* [Try it]: What is the number of lines in the records below holding the string "works"? Reply with it and nothing else.
----- Given records -----
Issue #4675, opened 2024-06-16
[context] `@provide()` in standard decorator mode does not provide initial value


mrcsmcln:
### Which package(s) are affected?

Context (@lit/context)

### Description

I am creating an [HTML-based plugin](https://lit.dev/docs/data/context/#html-based-plugins) using Lit. I have a recursive custom element that works like this:

```html
<custom-element>
  <custom-element></custom-element>
</custom-element>
```

To pass data from one `<custom-element>` to the other down the tree, we need to define both a provider and a consumer on the same element. Using standard decorators, it looks like this:

```ts
import {html, css, LitElement} from 'lit';
import {createContext, provide, consume} from '@lit/context';
import {customElement, property} from 'lit/decorators.js';

const foo = createContext<string>(Symbol('foo'))
    
@customElement('custom-element')
export class CustomElement extends LitElement {
  @provide({ context: foo })
  accessor provider = 'provided consumer value'
      
  @consume({ context: foo })
  accessor consumer = 'default consumer value'

  render() {
    return html`
      ${this.consumer || 'undefined consumer value'}
      <slot></slot>
    `;
  }
}
```

I'd expect to see `provided consumer value` in the inner `<custom-element>`, but it displays `undefined consumer value` instead. With TypeScript decorators, there doesn't seem to be an issue but when using standard decorators, TypeScript throws an error:

```
Unable to resolve signature of property decorator when called as an expression.
The runtime will invoke the decorator with 3 arguments, but the decorator expects 1-2.
```

My best guess is that this is due to using `accessor`, but I don't know enough about accessors to make a firm determination.

### Reproduction

[...]

PR #4917, opened 2025-02-04
[context] Make @provide work with standard decorators

djrenren:
Fixes https://github.com/lit/lit/issues/4675

Previously this code added the context provider to the map in `addInitializer`, and the `init` callback expected it to be there. However the spec for accessor attributes states that the `addInitializer` callback is invoked *after* `init`, meaning the intial value was never assigned to the provider.

This is a pretty simple fix, but as a new contributor I couldn't quite figure out how to get the test running properly. Any tips there would be appreciated.


djrenren:
I have signed the CLA now, but I can't rerun the action to check it.

justinfagnani (commented):
This looks great, thanks!!

We'll need you to sign the CLA at: https://cla.developers.google.com/clas

And the PR needs a changeset. See https://github.com/lit/lit/blob/main/CONTRIBUTING.md#pull-requests

You can run `npm run changeset` and you will be prompted to enter a description for the change.

Other than that, LGTM!

packages/context/src/lib/decorators/provide.ts
```diff
@@ -65,7 +61,10 @@ export function provide<ValueType>({
           return protoOrTarget.set.call(this, value);
         },
         init(this: ReactiveElement, value: ValueType) {
-          controllerMap.get(this)?.setValue(value);
+          controllerMap.set(
```
sorvell, line 64: This doesn't address the legacy decorator version. We need to cover that as well, somehow.

djrenren: My understanding is that the legacy one already works fine (at least it's tested in `packages/context/src/test/context-provider_test.ts`

packages/reactive-element/src/test/decorators-modern/provide_test.ts
```diff
@@ -0,0 +1,33 @@
+/**
+ * @license
+ * Copyright 2023 Google LLC
+ * SPDX-License-Identifier: BSD-3-Clause
+ */
+
+import {Context, provide} from '@lit/context';
```
justinfagnani, line 7: This is the wrong place for this test. `@lit/reactive-element` doesn't depend on `@lit/context`. The test should be in `packages/context/src/text/std-decorators/context-provider_test.ts`.

The reason why this bug isn't covered there is because the test DOM always sets an attribute for the value being provided, so it always goes through the setter code path, not the initializer code path.

justinfagnani (changes requested):

justinfagnani:
@djrenren thanks for allowing commits from maintainers!

I pushed up new tests that I verified caught the bug before the fix. I also found and fixed a wireit config problem that could have prevented the standard decorator tests from running.

justinfagnani (approved):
-----
* [Written response]: 2